Note: The evaluation function you’re writing is evaluating state-action pairs; in
later parts of the project, you’ll be evaluating states.
Note: You may find it useful to view the internal contents of various objects for
debugging. You can do this by printing the objects’ string representations. For
example, you can print newGhostStates with print(str(newGhostStates)) .
Options: Default ghosts are random; you can also play for fun with slightly
smarter directional ghosts using -g DirectionalGhost . If the randomness is
preventing you from telling whether your agent is improving, you can use -f to
run with a fixed random seed (same random choices every game). You can also
play multiple games in a row with -n . Turn off graphics with -q to run lots of
games quickly.
Grading: We will run your agent on the openClassic layout 10 times. You will
receive 0 points if your agent times out, or never wins. You will receive 1 point
if your agent wins at least 5 times, or 2 points if your agent wins all 10 games.
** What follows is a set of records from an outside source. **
PR #798, opened 2026-07-11
fix(cli): hooks add resolves bundled dist/hooks layout

### LINKED ISSUE #797: hooks add: hookSourceDir() misses the bundled dist/hooks layout — always fails on npm installs
## Summary

`harness hooks add <name>` always fails on a bundled (npm/mise) install with:

```text
x Failed to add hook: Hook scripts not found: …/lib/node_modules/@harness-engineering/hooks
```

because `hookSourceDir()` in `packages/cli/src/commands/hooks/add.ts` only tries the **dev layout** path:

```ts
function hookSourceDir(): string {
  const d = path.resolve(__dirname, '..', '..', 'hooks');
  if (fs.existsSync(d)) return d;
  throw new Error(`Hook scripts not found: ${d}`);
}
```

In the published package the command is bundled into `dist/`, so `__dirname` is `…/@harness-engineering/cli/dist` and `../../hooks` resolves to `…/@harness-engineering/hooks`, which doesn't exist. The scripts actually ship at `dist/hooks/` (copied by `copy-assets.mjs`).

`hooks init` had this same bug and already carries the fix — `resolveHookSourceDir()` in `packages/cli/src/commands/hooks/init.ts` tries both layouts:

```ts
const candidates = [
  path.resolve(__dirname, '..', '..', 'hooks'), // dev layout
  path.resolve(__dirname, 'hooks'),             // bundled layout (copy-assets.mjs)
];
```

`add.ts` was never given the same treatment.

## Repro

```bash
mise use -g npm:@harness-engineering/cli@5.0.0   # or any npm install
cd some-harness-project
harness hooks add sentinel-pre
# x Failed to add hook: Hook scripts not found: …/@harness-engineering/hooks
```

## Impact

A project whose committed `.claude/settings.json` registers a hook (e.g. `sentinel-pre`/`sentinel-post`) that isn't installed locally has no working repair path: `hooks add` is exactly the documented remedy and it always throws on real installs. Meanwhile every Claude Code tool call spams non-blocking `Cannot find module …/.harness/hooks/sentinel-pre.js` hook errors. (Workaround: manually copy the scripts out of `…/@harness-engineering/cli/dist/hooks/`.)

## Fix

Share `resolveHookSourceDir()` between `init` and `add` (or duplicate the two-candidate probe in `add.ts`). PR incoming.

- CLI version: 5.0.0 (also present on `main` as of 2026-07-11)

bstevenski-capillary:
Closes #797.

## Problem

`harness hooks add <name>` always fails on published (npm/mise) installs:

```text
x Failed to add hook: Hook scripts not found: …/@harness-engineering/hooks
```

`hookSourceDir()` in `packages/cli/src/commands/hooks/add.ts` only probed the dev layout (`__dirname/../../hooks`). In the published package the command is bundled flat into `dist/`, so that resolves to the nonexistent `@harness-engineering/hooks` sibling; the scripts actually ship at `dist/hooks/` (via `copy-assets.mjs`).

## Fix

`init.ts` already carries the correct two-candidate probe (`resolveHookSourceDir()` — dev layout, then bundled layout). This PR exports it and uses it from `add.ts`, deleting the stale single-path copy. No behavior change in dev; bundled installs now find the scripts. Changeset included (patch).

## Testing

- `tests/commands/hooks.test.ts` + `tests/hooks/hooks-cli-integration.test.ts`: 36/36 pass.
- Manually reproduced the failure on a mise install of 5.0.0 and confirmed the scripts copied from `dist/hooks/` install and run clean (the workaround this fix obsoletes).

### DIFF
--- a/.changeset/hooks-add-bundled-source-dir.md
+++ b/.changeset/hooks-add-bundled-source-dir.md
@@ -1,0 +1,5 @@
+---
+'@harness-engineering/cli': patch
+---
+
+`harness hooks add` now resolves hook scripts from the bundled `dist/hooks/` layout. Previously it only probed the dev layout (`src/hooks/`), so every invocation on a published npm/mise install failed with "Hook scripts not found". It now shares `resolveHookSourceDir()` with `hooks init`, which already handled both layouts.
--- a/packages/cli/src/commands/hooks/add.ts
+++ b/packages/cli/src/commands/hooks/add.ts
@@ -1,22 +1,14 @@
 import { Command } from 'commander';
 import * as fs from 'node:fs';
 import * as path from 'node:path';
-import { fileURLToPath } from 'node:url';
 import { HOOK_SCRIPTS } from '../../hooks/profiles';
 import { supportFilesFor } from '../../hooks/support-files';
 import { logger } from '../../output/logger';
-
-const __dirname = path.dirname(fileURLToPath(import.meta.url));
+import { resolveHookSourceDir } from './init';
 
 const ALIASES: Record<string, string[]> = {
   sentinel: ['sentinel-pre', 'sentinel-post'],
 };
-
-function hookSourceDir(): string {
-  const d = path.resolve(__dirname, '..', '..', 'hooks');
-  if (fs.existsSync(d)) return d;
-  throw new Error(`Hook scripts not found: ${d}`);
-}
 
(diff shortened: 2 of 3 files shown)


chadjw (approved):

chadjw:
👍

PR #954, opened 2026-07-21
test(orchestrator): POSIX-guard codex fakeCodex-spawn tests (green Windows CI)

chadjw:
## Summary

Greens `build-and-test (windows-latest)`, which has been red on `main` (and on every PR — non-blocking, `main` has no required checks) since the codex backend landed.

## Root cause

Three `CodexBackend` tests (`runTurn streams JSONL…`, `…non-zero exit`, `…wall-clock cap`) spawn a `fakeCodex` stand-in written as a `#!/bin/sh` script. `CodexBackend.runTurn` launches `this.command` with a **shell-less** `child_process.spawn`. On Windows that can execute only a real `.exe`:
- a shebang script is not honored (no `/bin/sh`, no shebang support), and
- a `.cmd`/`.bat` throws `EINVAL` without `shell: true` (Node's CVE-2024-27980 fix, present in the pinned Node 22).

You will receive an addition 1 point if your agent’s average score is greater than
500, or 2 points if it is greater than 1000. You can try your agent out under
these conditions with
python autograder.py -q q1
To run it without graphics, use:
python autograder.py -q q1 –no-graphics
Don’t spend too much time on this question, though, as the meat of the project
lies ahead.
Question 2 (5 points): Minimax
Now you will write an adversarial search agent in the provided MinimaxAgent
class stub in multiAgents.py . Your minimax agent should work with any
number of ghosts, so you’ll have to write an algorithm that is slightly more
general than what you’ve previously seen in lecture. In particular, your minimax
tree will have multiple min layers (one for each ghost) for every max layer.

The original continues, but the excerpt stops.